5. Procédé selon la revendication 1 ou 3, ou appareil selon la revendication 2 ou 4,
où dans le cas où une transformée MLT unique (10) est utilisée à l'entrée du codage
et une transformée MLT inverse unique (30) est utilisée à la sortie du décodage, et
en cas de signal d'entrée (IS) de manière adaptative à l'entrée de ladite étape de
quantification et de codage (16) et à la sortie dudit décodage (36), plusieurs courtes
transformées MLT, présentant chacune une longueur inférieure à la longueur de ladite
transformée MLT unique (10) et de ladite transformée MLT inverse unique (30), respectivement,
sont réalisées:
soit de courtes transformées MLT inverses (22) à l'entrée de ladite étape de quantification
et de codage (16) et de courtes transformées MLT (22) à la sortie dudit décodage (36),
soit de courtes transformées MLT (62) à l'entrée de ladite étape de quantification
et de codage (16) et de courtes transformées MLT inverses (82) à la sortie dudit décodage
(36),
6. Procédé ou appareil selon la revendication 5, où lesdites courtes transformées MLT
et lesdites courtes transformées MLT inverses, respectivement, sont réalisées si l'énergie
de signal dans une section actuelle dudit signal d'entrée (IS) dépasse un niveau seuil.
7. Procédé selon la revendication 1 ou 3, ou appareil selon la revendication 2 ou 4,
où à l'entrée du décodage est appliqué un signal d'entrée commuté (IS) de manière
adaptative à partir d'une transformée MLT unique (10) vers plusieurs transformées
MLT plus courtes (90), et à la sortie dudit décodage (36), en conséquence, à partir
d'une transformée MLT inverse unique (30) vers plusieurs transformées MLT inverses
plus courtes.
8. Procédé ou appareil selon la revendication 7, où lesdites plusieurs transformées MLT
plus courtes et lesdites plusieurs transformées MLT inverses plus courtes, respectivement,
sont réalisées si l'énergie de signal dans une section actuelle dudit signal d'entrée
(IS) dépasse un niveau seuil.
9. Procédé selon une des revendications 1, 3 et 5 à 8, ou appareil selon une des revendications
2 et 4 à 8, où ledit deuxième signal d'entrée (DS) est le signal de différence entre
ledit signal à faible bande passante et le signal de sortie (RSS) de ladite transformée
MLT de second type (14, 54, 94).
10. Procédé selon une des revendications 1, 3 et 5 à 8, ou appareil selon une des revendications
2 et 4 à 8, où ledit deuxième signal d'entrée (DS) est ledit signal de sortie (RSS)

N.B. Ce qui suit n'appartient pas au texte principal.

PR #735, opened 2021-10-15
Increased the precision of the IAU name generating function

### LINKED ISSUE #716: Duplicate Entries in BEAST
I had been working with some of the BEAST stats files (specifically `b02_sd10-11_sub0_stats.fits` from M31 and I noticed there might be duplicate entries with the exact same RA and DEC but different fields. I'm not sure whether these are distinct stars, or if they were somehow duplicated in the pipeline and fit twice.

duplicates

christinawlindberg:
This change increases the precision of the IAU names generated for each star in the BEAST stats files. The previous level of precision generated duplicate names (see issue #716). 

The RA has a higher precision than DEC based on the official [IAU specifications](http://cdsweb.u-strasbg.fr/Dic/iau-spec.html) which state,

> When sexagesimal coordinates are used, the right ascension portion must have one significant digit more than the declination portion.

Closes #716

### DIFF
--- a/beast/fitting/fit.py
+++ b/beast/fitting/fit.py
@@ -868,11 +868,11 @@ def IAU_names_and_extra_info(obsdata, surveyname="PHAT", extraInfo=False):
                 + c.ra.to_string(
                     unit=ap_units.hourangle,
                     sep="",
-                    precision=2,
+                    precision=4,
                     alwayssign=False,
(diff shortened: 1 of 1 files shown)


karllark:
Failing test makes sense.  Will fix the failing test after the next PR (cached files need to be updated as expected).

de ladite transformée MLT de second type (14, 54, 94).
11. Procédé selon une des revendications 1, 3 et 5 à 10, ou appareil selon une des revendications
2 et 4 à 10, où ladite commutation (15) est commandée par des informations reçues
dudit modèle psycho-acoustique (18).
12. Procédé selon une des revendications 1, 3 et 5 à 11, ou appareil selon une des revendications
2 et 4 à 11, où ladite commutation (15) fonctionne à l'aide d'une optimisation de
la distorsion du taux.
13. Procédé selon une des revendications 1, 3 et 5 à 12, ou appareil selon une des revendications
2 et 4 à 12, où des sections successives dudit signal d'entrée (IS) et des sections
successives dudit signal de sortie (OS) sont pondérées par une fonction de fenêtre
présentant une longueur correspondant à la longueur de transformée associée, en particulier
selon un chevauchement, et où, si la longueur de transformée est commutée, des fonctions
de fenêtre de transition correspondantes sont utilisées.